INPUT DATA Block Start
PR #1098, opened 2026-09-09
Read Solana version 1 transactions

j0ntz:
### Description

[Asana task](https://app.asana.com/0/0/1218333177692561/f)

📄 [Solana version 1 transactions: history keeps syncing past a v1 row](https://github.com/EdgeApp/edge-currency-accountbased/blob/jon/solana-v1-transactions/src/docs/solana-v1-transactions.md)

### CHANGELOG

- [x] Yes
- [ ] No

### Dependencies

none

### Test evidence

<table>
<tr>
<td rowspan="1" width="170" valign="top"><a href="https://github.com/EdgeApp/edge-currency-accountbased/pull/1098/commits/f1622c630ee976c2bc420bdd7b9b95012a4bff98"><code>f1622c6</code></a><br><sub>Fix flaky builtinTokens and FTM fee tests</sub><br><sub>🪓 <em>local uncommitted accb harness pointed Solana at Helius devnet with a v1-only address and wrapped the archive connections: a node answering null ahead of the real one (09), then -32015 on one node and an outage on the next for the newest row (10); reverted, git status clean</em></sub></td>
<td width="210" valign="top" align="center"><a href="https://raw.githubusercontent.com/EdgeApp/edge-dev-agents/agent-pr-assets/assets/edge-currency-accountbased/pr-1098/20260916-041309-agent-proof-1218333177692561-09-HACKED-lagging-node-null-history.png"></a><br><sub>🪓 lagging node null history</sub></td>
<td width="210" valign="top" align="center"><a href="https://raw.githubusercontent.com/EdgeApp/edge-dev-agents/agent-pr-assets/assets/edge-currency-accountbased/pr-1098/20260916-041309-agent-proof-1218333177692561-10-HACKED-unsupported-then-outage-history.png"></a><br><sub>🪓 unsupported then outage history</sub></td>
<td width="210"></td>
</tr>
</table>


j0ntz:
## 📸🪓 Test evidence

> 🪓 **Hack-forced evidence:** pinned the Solana plugin's RPC nodes to https://api.devnet.solana.com and hard-coded SolanaEngine's watched address to the devnet account 3gpqjMYx8S1Pqx7cnG1oQpTwxoSD3MZVyiQooHkAaUCf, whose entire history is version 1 transactions; both edits reverted, git status clean. Temporary uncommitted edit, reverted before commit; the marked frames prove the rendering, not the trigger.

**🪓 HACK-FORCED: solana v1 history**

🪓 HACK-FORCED: solana v1 history

**🪓 HACK-FORCED: v1 transaction detail**

🪓 HACK-FORCED: v1 transaction detail

**🪓 HACK-FORCED: v1 txid**

🪓 HACK-FORCED: v1 txid

src/solana/SolanaEngine.ts
```diff
@@ -614,12 +664,20 @@ export class SolanaEngine extends CurrencyEngine<
...
+          })
+        } catch (error: unknown) {
+          // A transaction we cannot interpret costs one history row. Advancing
+          // the watermark past it keeps the rest of the history flowing.
+          this.error(
+            `Could not process transaction ${tx.transaction.signatures[0]}: `,
+            error instanceof Error ? error : new Error(String(error))
+          )
+        }
+        this.otherData.newestTxid[safeTokenId] = tx.transaction.signatures[0]
```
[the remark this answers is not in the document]
j0ntz: Fixed. `fetchTransactionChunk` now returns an `unavailable` set holding the signatures no node would answer for, and the first one freezes `newestTxid` for the rest of the pass, so a later chunk's success can no longer carry the next sync's `until` past rows we never got. A row that fails to parse still advances the watermark, since retrying a message the client cannot deserialize is the frozen wallet this PR removes, and a null result from a node is an answer rather than an outage, so it stays out of the set. Two new cases in `test/solana/solanaV1Transaction.test.ts` cover the distinction.

j0ntz:
## 📸🪓 Test evidence (after the watermark fix)

> 🪓 **Hack-forced evidence:** pinned the Solana plugin's RPC nodes to https://api.devnet.solana.com and hard-coded SolanaEngine's watched address to the devnet account 3gpqjMYx8S1Pqx7cnG1oQpTwxoSD3MZVyiQooHkAaUCf, whose entire history is version 1 transactions; both edits reverted, git status clean. Temporary uncommitted edit, reverted before commit; the marked frames prove the rendering, not the trigger.

**🪓 HACK-FORCED: history after watermark fix**

🪓 HACK-FORCED: history after watermark fix

src/solana/SolanaEngine.ts
```diff
@@ -568,39 +638,45 @@ export class SolanaEngine extends CurrencyEngine<
...
-      > = await asyncStaggeredRace(funcs)
 
       // Process the transactions from oldest to newest
-      for (let i = 0; i < txResponse.length; i++) {
+      for (let i = 0; i < transactions.length; i++) {
         numProcessedTx++
-        if (txResponse[i].meta?.err != null) continue // ignore these
+        const tx = transactions[i]
+        if (tx == null) {
+          if (unavailable.has(transactionRequest[i])) sawRetryableGap = true
```
peachbits, line 672: `unavailable` treats every `getTransaction` throw as transient. Decision 7.2 rests on "an RPC that would not answer is transient", which holds for timeouts and 5xx but not for -32015, the error this PR exists to fix.

When Agave 4.4 ships version 2 transactions, `maxSupportedTransactionVersion: 1` produces -32015 again. The batch throws, the per-signature retry throws on every archive node, the signature lands in `unavailable`, `sawRetryableGap` latches, and `newestTxid` stops advancing. `asSolanaWalletOtherData` carries only `newestTxid`, so nothing counts attempts and nothing clears the latch on a later pass. That is the section 1 wall again, one version up.

Classifying the deterministic RPC errors separately before adding to `unavailable` would keep the freeze for real outages while letting a permanently unservable signature advance the way a parse failure already does.

src/solana/SolanaEngine.ts
```diff
@@ -614,12 +690,22 @@ export class SolanaEngine extends CurrencyEngine<
             memos.push(match[1])
           }
         }
-        const amounts = this.parseTxAmounts(txResponse[i], pubkey)
-        amounts.forEach(amount => {
-          this.processSolanaTransaction(txResponse[i], amount, timestamp, memos)
-        })
-        this.otherData.newestTxid[safeTokenId] =
-          txResponse[i].transaction.signatures[0]
+        try {
```
peachbits, line 708: The `try` spans both `parseTxAmounts` and the `forEach` that records each amount. A throw from `processSolanaTransaction` on the second of several amounts leaves the first already in `transactionList`, and line 706 still advances the watermark past the row.

Decision 7.2 accepts losing a whole row to a parse failure, but a half-recorded row is worse than a skipped one, because nothing downstream can tell it is incomplete and it never comes back without a full resync. Narrowing the `try` to `parseTxAmounts`, or building every `EdgeTransaction` before recording any of them, keeps the row all-or-nothing.

test/solana/solanaV1Transaction.test.ts
```diff
@@ -0,0 +1,228 @@
...
+      tx,
+      amount,
+      v1TransactionFixture.blockTime,
+      []
+    )
+  })
+  return engine.captured
+}
+
+describe('Solana version 1 transactions', function () {
```
peachbits, line 185: These five cases cover `fetchTransactionChunk` well, but they call it through `SolanaEngine.prototype.fetchTransactionChunk.call` and stop there. `newestTxid` appears nowhere under `test/`, so `queryTransactionsInner` and the `sawRetryableGap` freeze are untested.

That freeze is the riskiest behavior this PR adds, since it converts one bad row into a stalled wallet. Two cases would cover it: an unavailable signature in a chunk leaves `newestTxid` unchanged, and a clean chunk advances it.

peachbits (changes requested):
All three findings concern the new watermark freeze. The first two are ways `newestTxid` can stall or advance incorrectly, and the third is that the mechanism itself has no test coverage.

The `maxSupportedTransactionVersion` bump looks right and is well covered by the new fixture.

src/solana/SolanaEngine.ts
j0ntz: Fixed. `isUnsupportedTransactionVersion` reads the code off the `SolanaJSONRPCError` and keeps -32015 out of `unavailable`, so a version the client cannot read now advances the watermark like a parse failure, while timeouts, rate limits and unhealthy nodes still freeze it. I classified only -32015: -32011, -32009 and -32001 depend on one node's configuration or retention, and another archival node in the race may still hold the transaction, so treating them as permanent would bring back the silent loss the freeze prevents (decision 7.5 in the design doc).

src/solana/SolanaEngine.ts
j0ntz: Fixed. `processSolanaTransaction` is now the pure `makeSolanaTransaction`: the `try` builds every amount of the transaction, and `addTransaction` runs only after all of them have built, so a throw part way through records nothing. I kept the whole build inside the `try` rather than narrowing it to `parseTxAmounts`, since a throw while building would otherwise escape the loop and end the pass.

test/solana/solanaV1Transaction.test.ts
j0ntz: Added. The stub now answers `getSignaturesForAddress`, and four cases drive `queryTransactionsInner` through a fake engine: a clean chunk advances `newestTxid`, an outage before a good row holds it at empty while the row still records, -32015 moves past it, and a row whose second amount fails to build records nothing. Each one fails when its fix is reverted.

j0ntz:
All three findings are fixed: -32015 no longer freezes the watermark, a transaction's rows are recorded all-or-nothing, and `queryTransactionsInner` has watermark coverage. Decisions 7.2, 7.5 and 7.6 and the phase history in the design doc carry the reasoning.

j0ntz:
## 📸🪓 Test evidence (after the review fixes)

> 🪓 **Hack-forced evidence:** pinned the Solana plugin's RPC nodes to https://api.devnet.solana.com and hard-coded SolanaEngine's watched address to the devnet account 3gpqjMYx8S1Pqx7cnG1oQpTwxoSD3MZVyiQooHkAaUCf, whose entire history is version 1 transactions; both edits reverted, git status clean. Temporary uncommitted edit, reverted before commit; the marked frames prove the rendering, not the trigger.

**🪓 HACK-FORCED: history after review fixes**

🪓 HACK-FORCED: history after review fixes

**🪓 HACK-FORCED: v1 detail after review fixes**

🪓 HACK-FORCED: v1 detail after review fixes

src/solana/SolanaEngine.ts
```diff
@@ -568,39 +652,45 @@ export class SolanaEngine extends CurrencyEngine<
...
           const funcs = this.tools.archiveConnections.map(
             connection => async () => {
-              return await connection.getBlockTime(txResponse[i].slot)
+              return await connection.getBlockTime(tx.slot)
             }
           )
           const blocktimeRaw = await asyncStaggeredRace(funcs)
           const blocktimeClean = asMaybe(asBlocktime)(blocktimeRaw)
-          if (blocktimeClean == null) continue
+          if (blocktimeClean == null) {
```
peachbits: `asBlocktime` is `asRpcResponse(asNumber)`, so it expects `{ result: number }`, but `connection.getBlockTime` resolves to a bare `number | null`. `asMaybe` therefore returns null on every call, including one where a node answered with a valid timestamp, and `sawRetryableGap` latches unconditionally whenever this fallback runs.

With -32015 now handled, this is the only remaining path that can freeze the watermark permanently. The mismatch is deterministic, `asSolanaWalletOtherData` holds no attempt counter, and nothing clears the latch on a later pass, so any row lacking `blockTime` on both the signature list and the transaction body stalls history there on every sync.

Section 4 of the design doc describes this freeze as firing when "a `getBlockTime` lookup no node answered". That is the intended behavior, but not what the code does.

Bugbot reported the cleaner mismatch and that thread is marked resolved, but the code is unchanged at `46afe05f`. Reachability is narrow, since `getSignaturesForAddress` usually carries `blockTime`, but the failure is total when reached. The new `Solana history watermark` block is the natural place for a fifth case.

src/docs/solana-v1-transactions.md
```diff
@@ -0,0 +1,270 @@
...
+
+**Resilience.** The chunk fetch moves into `fetchTransactionChunk`, which keeps the batch as the fast path and retries the chunk one signature at a time when the batch throws. A signature that still fails becomes `null` in the returned array rather than an exception. It lands in the result's `unavailable` set only when asking again could change the answer, which means a node outage: a timeout, a rate limit, an unhealthy node. Two failures stay out of the set because every node gives the same answer on every sync:
+
+- A `null` result, which is a node saying the transaction is not there.
+- -32015, an unsupported transaction version. That is a property of our request rather than of the node, so it recurs until the client learns the next version. `isUnsupportedTransactionVersion` reads the code off web3.js's `SolanaJSONRPCError` and compares it to `SolanaJSONRPCErrorCode.JSON_RPC_SERVER_ERROR_UNSUPPORTED_TRANSACTION_VERSION` ([7.5](#75-treat-only-an-unsupported-version-as-a-permanent-fetch-failure)).
+
+[`src/solana/SolanaEngine.ts`](https://github.com/EdgeApp/edge-currency-accountbased/blob/4795a57427d1925218987917abe1d767320a1245/src/solana/SolanaEngine.ts)
```
peachbits: This permalink pins to `4795a574`, the commit before the phase 2 fixes. The prose above describes `makeSolanaTransaction` and `isUnsupportedTransactionVersion`, neither of which exists at that sha, so following the link shows `processSolanaTransaction` and an unconditional `unavailable.add(signature)`. Worth repointing at the current head when the fingerprint is regenerated.

peachbits (changes requested):
The three findings from my last review are fixed and verified: `isUnsupportedTransactionVersion` keeps -32015 out of `unavailable`, `makeSolanaTransaction` makes the record atomic, and the new `Solana history watermark` block covers both. I reverted the -32015 guard locally and cases 6 and 10 failed as documented, so those are real regression tests. `tsc --noEmit` exits 0 and all 588 tests pass on 1.99.0.

One permanent-freeze path remains, on a thread that was resolved without the code changing.

src/solana/SolanaEngine.ts
j0ntz: Fixed. The raced result is cleaned with `asNumber` now, and the three answers are read apart: a number is the timestamp, a `null` drops the row without latching, and only a rejection (every node threw) sets `sawRetryableGap`. The `try` around the race also closes a path that predates this branch, where a lookup every node failed rejected out of `queryTransactionsInner` and ended the whole pass instead of one row. `asBlocktime` is deleted, since nothing else used it. Cases 12 to 14 cover the split; restoring the envelope cleaner fails 12 and 14.

src/docs/solana-v1-transactions.md
j0ntz: Repointed. The citation now pins the branch's first commit, which carries both phase 2 fixes and the code the prose describes. I used that commit rather than the head so the link survives the fixup churn while the review is open.

j0ntz:
Both findings are fixed. The remaining permanent-freeze path is closed: `getBlockTime` is cleaned as a bare number, a `null` answer drops the row without latching, and only a rejection freezes the watermark. The design doc's SolanaEngine citation is repointed at a commit that carries the phase 2 fixes.

j0ntz:
## 📸🪓 Test evidence

> 🪓 **Hack-forced evidence:** blocktime was hard-set to null in queryTransactionsInner so every row takes the getBlockTime fallback, and the plugin was pointed at devnet with the v1 address hardcoded; all four edits reverted, both worktrees clean. Temporary uncommitted edit, reverted before commit; the marked frames prove the rendering, not the trigger.

**🪓 HACK-FORCED: blocktime fallback history**

🪓 HACK-FORCED: blocktime fallback history

**🪓 HACK-FORCED: blocktime fallback balance**

🪓 HACK-FORCED: blocktime fallback balance

peachbits (approved):

src/solana/SolanaEngine.ts
```diff
@@ -568,41 +651,59 @@ export class SolanaEngine extends CurrencyEngine<
...
 
       // Process the transactions from oldest to newest
-      for (let i = 0; i < txResponse.length; i++) {
+      for (let i = 0; i < transactions.length; i++) {
         numProcessedTx++
-        if (txResponse[i].meta?.err != null) continue // ignore these
+        const tx = transactions[i]
+        if (tx == null) {
+          if (unavailable.has(transactionRequest[i])) sawRetryableGap = true
+          continue
```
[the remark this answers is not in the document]
j0ntz: Fixed in 2c299eb1: every permanent skip (-32015, a reverted transaction, a slot with no block time) now writes the row's signature into newestTxid unless a retryable gap already froze it, so a trailing unreadable row is not refetched. Case 13 covers -32015 as the newest row and case 17 the no-block-time row.

src/solana/SolanaEngine.ts
```diff
@@ -523,6 +542,70 @@ export class SolanaEngine extends CurrencyEngine<
...
+
+    try {
+      const funcs = this.tools.archiveConnections.map(
+        connection => async () => {
+          return await connection.getTransactions(signatures, options)
+        }
+      )
+      const transactions: Array<VersionedTransactionResponse | null> =
+        await asyncStaggeredRace(funcs)
+      return { transactions, unavailable: new Set() }
```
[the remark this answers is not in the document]
j0ntz: Fixed in 2c299eb1: each node's getTransaction retry throws on null, so the race asks the next node, and a row no node serves lands in unavailable and freezes the watermark. Batch rows that came back null go through the same retry. Cases 7, 8 and 14 cover it.

src/solana/SolanaEngine.ts
```diff
@@ -523,6 +542,70 @@ export class SolanaEngine extends CurrencyEngine<
...
+        const tx: VersionedTransactionResponse | null =
+          await asyncStaggeredRace(funcs)
+        transactions.push(tx)
+      } catch (error: unknown) {
+        this.error(
+          `getTransaction failed for ${signature}: `,
+          error instanceof Error ? error : new Error(String(error))
+        )
+        transactions.push(null)
+        if (!isUnsupportedTransactionVersion(error)) unavailable.add(signature)
```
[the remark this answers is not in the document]
j0ntz: Fixed in 2c299eb1: each node's retry returns -32015 as an answer instead of throwing it, so an outage on a later node cannot become the race's rejection and hide it. Case 9 runs a -32015 node followed by an unhealthy one.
INPUT DATA Block End
» **TASK STATEMENT**: Retype only the lines running from the top of the listing to the line that holds "### CHANGELOG", both ends included.

» **REPLY TO THE EXERCISE**:
PR #1098, opened 2026-09-09
Read Solana version 1 transactions

j0ntz:
### Description

[Asana task](https://app.asana.com/0/0/1218333177692561/f)

📄 [Solana version 1 transactions: history keeps syncing past a v1 row](https://github.com/EdgeApp/edge-currency-accountbased/blob/jon/solana-v1-transactions/src/docs/solana-v1-transactions.md)

### CHANGELOG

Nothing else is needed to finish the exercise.